Towards a more precise definition of postoperative pancreatic fistula (POPF): should drain position be considered alongside drain amylase levels after pancreaticoduodenectomy? - a retrospective cohort study.
Mohamed Wael, Mohamed I Kassem, Hashem Altabbaa, Mostafa Ibrahim Ahmed Seif-Eldeen, Mostafa Refaie Elkeleny, Islam El-Sayes
Abstract
Open AccessBACKGROUND: The International Study Group of Pancreatic Fistula (ISGPF) defines postoperative pancreatic fistula (POPF) based on drain fluid amylase (DFA) levels. However, drain malposition can compromise the reliability of DFA in detecting POPF. This may trigger premature drain removal, delayed recognition of clinically relevant POPF (CR-POPF), and escalation of morbidity. We evaluated how drain position modifies the diagnostic performance of DFA after PD. METHOD: A retrospective analysis of 334 patients who underwent PD (June 2019-December 2023).

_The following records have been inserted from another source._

PR #2503, opened 2026-07-09
fix(#2502): dashboard artifact viewers read the planning surface, not the coord husk

rayjohnson:
Fixes #2502 — the third and (per an exhaustive grep of `resolve_feature_dir` call sites) final coord-shadows-primary endpoint family in the dashboard, missed by #2431.

## The gap

#2431 re-anchored the mission **list** and **kanban** to read planning artifacts primary-first. But the artifact **viewer** endpoints — `handle_research`, `_handle_artifact_directory` (contracts/checklists), `handle_artifact` (the spec/plan file server) — still resolved their feature dir through the coord-first `resolve_feature_dir()` and read planning content off it. For an **in-flight** coordination mission that's the status-only coord husk:

- `GET /api/features` → `spec=true plan=true research=true` ✅
- `GET /api/research/<slug>` → `{"main_file": null, "artifacts": []}` ❌ — the UI shows the board working and every artifact tab empty.

Finished missions were unaffected (coord worktree removed → gather falls through to primary), so the gap only shows **mid-run** — the same "broken precisely while running" shape as #2430.

## The fix — one public composition, four sites

- `scanner.resolve_feature_planning_dir(project_dir, feature_id)`: `resolve_feature_dir` (coord-first — still the status authority) composed with the existing `_resolve_planning_dir_primary_first` re-anchor from #2431. No new resolution logic.
- The three viewer sites use it.
- `handle_kanban`'s split reads made explicit: `is_legacy_format` is a planning-surface question (a husk has no `tasks/` tree and would wrongly read as non-legacy), while `read_only_weighted_percentage` **stays coord-first** — the live event log is STATUS-partition.

## Verified against the live affected repo

For the reporting repo's in-flight mission: plain resolver → coord husk (`research.md` absent); planning resolver → primary dir (`research.md` + `spec.md` present). The regression test reproduces the exact shape (registered coord worktree, status-only mission copy, full planning on primary, post-083 slug) and pins both halves: viewers re-anchored, status authority unchanged.

248 dashboard tests green; `ruff` clean; terminology gate green; `mypy` shows only the pre-existing `DashboardHandler`-subclass finding.

## Class status

With this, every dashboard read of a PRIMARY-partition artifact routes through the #2431 seam. The remaining known member of the class outside the dashboard is #2404 (accept reads `acceptance-matrix.json` from a stale coord worktree) — different command, not touched here.

Issue #2346, opened 2026-07-04
move-task subtask guard leaks into the NEXT WP's section when a heading mentions the current WP (substring match on '(depends: WPxx)')


stijn-dejongh:
## Symptom

`spec-kitty agent tasks move-task WP02 --to for_review` refuses with:

```
Error: Cannot move WP02 to for_review - unchecked subtasks:
  - [ ] T007
  - [ ] T008
  - [ ] T009
  - [ ] T010
```

…but T007–T010 belong to **WP03**, not WP02. WP02's own subtasks (T004–T006) are all checked in tasks.md.

## Root cause

`_check_unchecked_subtasks` in `src/specify_cli/cli/commands/agent/tasks_shared.py` (~line 488):

```python
# Check if we entered this WP's section
if re.search(rf"^#{{2,4}}[^#].*{wp_id}\b", line):
    in_wp_section = True
    continue
# Check if we entered a different WP section
if in_wp_section and re.search(r"^#{2,4}[^#].*WP\d{2}\b", line):
    break
```

The *section-entry* check runs first and `continue`s. A tasks.md heading like

```markdown
### WP03 — Workflow surgery (depends: WP01, WP02)
```

contains the literal string `WP02`, so when scanning for WP02 the entry regex re-matches on WP03's heading, `in_wp_section` stays true, and the loop harvests WP03's unchecked `- [ ] T0xx` rows as if they were WP02's. The exit check (which would have `break`-ed) is unreachable for any heading that mentions the current WP id — which every `(depends: …)` annotation produced by the canonical tasks template does.

## Repro

Any mission tasks.md where WP(N+1)'s heading names WP(N) in its depends list — e.g. mission `ci-suite-map-bind-01KWNPMP` on this repo, `move-task WP02 --to for_review` with WP03's boxes unchecked.

## Suggested fix

Anchor section identity to the heading's own WP id, not any mention: e.g. match `^#{2,4}\s*WP\d{2}\b` (or `### {wp_id} —`) and compare the captured id to `wp_id`, entering on equality and breaking on inequality. A regression test: tasks.md with `### WP02 …` fully checked and `### WP03 … (depends: WP02)` unchecked → move WP02 must NOT block.

## Workaround used

`--force` (after verifying WP02's real subtasks T004–T006 are checked) — recorded in the mission's Activity Log.

Found during mission `ci-suite-map-bind-01KWNPMP` (guard-friction trace, feeds #2017).

[...]

PR #2505, opened 2026-07-09
feat(#2504): dashboard WP cards show subtask progress (2/4, from checkbox rows)

### LINKED ISSUE #2504: Dashboard: WP cards show a subtask count but no completion progress ("4 subtasks" → "2/4 subtasks")
## Ask

The kanban WP cards (and the WP detail view) show `4 subtasks` — a bare count from the WP frontmatter `subtasks` list. During an active mission the interesting signal is **progress**: `2/4 subtasks`. Everything needed is already in the pipeline; nobody wired the counting.

## Why it's cheap

- Completion state already exists as the checkbox rows in the WP body (`- [x] T001` / `- [ ] T002`) — the same rows the lane-transition guard parses (`_check_unchecked_subtasks`, canonical pattern `^-\s*\[\s*\]\s*(T\d{3,})\b`).
- The dashboard scanner's `_process_wp_file` already has the full body in hand (it ships `prompt_markdown` to the frontend) — it parses everything needed and just doesn't count.
- The frontend renders the badge in exactly two places (`dashboard.js`).

## Proposed shape

1. Hoist the canonical subtask-row patterns (checked + unchecked variants) into a small shared home so the guard and the dashboard consume ONE definition (no parallel regex — per the repo's canonical-sources rule). Counting matches the guard's semantics: implementation rows (`T###`) only, so the dashboard number is consistent with what actually gates lane transitions.
2. `_process_wp_file` emits `subtasks_done` / `subtasks_total` from the body's checkbox rows (additive fields; the existing `subtasks` list is untouched).
3. Frontend: badge becomes `2/4 subtasks` when the body has checkbox rows; falls back to the current count badge when it doesn't (no false "0/4" for WPs that don't track completion via checkboxes).

PR incoming.

rayjohnson:
Fixes #2504.

## What

Kanban WP cards and the WP detail view showed a bare frontmatter count (`4 subtasks`) with no completion signal — even though completion state already exists as the canonical checkbox rows in the WP body (the rows the lane-transition guard blocks on), and `_process_wp_file` already ships the full body to the frontend. Cards now show **`2/4 subtasks`** (✓ at n/n); the detail view shows `2/4 subtasks complete`.

## How — one shared definition, no parallel regex

- **`core/subtask_rows.py`**: the canonical subtask-row patterns (unchecked **and** the new checked variant) plus `count_subtask_rows(text) → (done, total)`, with exactly the guard's semantics: `T\d{3,}` implementation rows only (command/validation rows like `- [ ] swift test` and prose checkboxes excluded), fenced code blocks ignored.
- **`_check_unchecked_subtasks`** now consumes the shared unchecked pattern (behavior identical) — and a test pins that it does, so the guard and the dashboard can never drift apart on what counts as a subtask.
- **Scanner** emits additive `subtasks_done`/`subtasks_total` on each kanban task (encoding-error variant reports (0, 0)); `KanbanTaskData` declares both; the FR-014 typed-contract baseline is **deliberately regenerated** (6 additive lines — the byte-identical gate caught the payload change exactly as designed, and this is a conscious contract addition, not drift).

Drain position was assessed using postoperative imaging and DFA levels were measured on postoperative day3. The primary aim was the incidence of drain malposition, while secondary aims included its impact on the diagnosis of CR-POPF, SFC. RESULT: Among 334 patients, the drain was well-positioned in 255 patients (76.4%) and malpositioned in 79 patients (23.6%). High DFA levels were strongly associated with proper drain positioning (152/164, 92.7%). However, low/normal DFA levels often reflected drain malposition, with 67/170 patients(39.4%) incorrectly classified, leading to potential false-negative results. Malpositioned drains patients had a significantly higher SFC(p < 0.001) and longer hospital stay (p < 0.001). Multivariable analysis confirmed drain malposition as an independent predictor of CR-POPF (OR 4.74, 95% CI: 1.86-12.06, p = 0.001), small pancreatic duct(OR 10.59, 95% CI: 3.92-28.62,p < 0.001) and low preoperative albumin (OR 0.07, 95% CI: 0.02-0.24, p < 0.001). CONCLUSION: Drain malposition significantly impacts DFA reliability with false-negative diagnosis. Revising the ISGPS definition to incorporate drain positioning alongside DFA levels may improve diagnostic accuracy in defining POPF.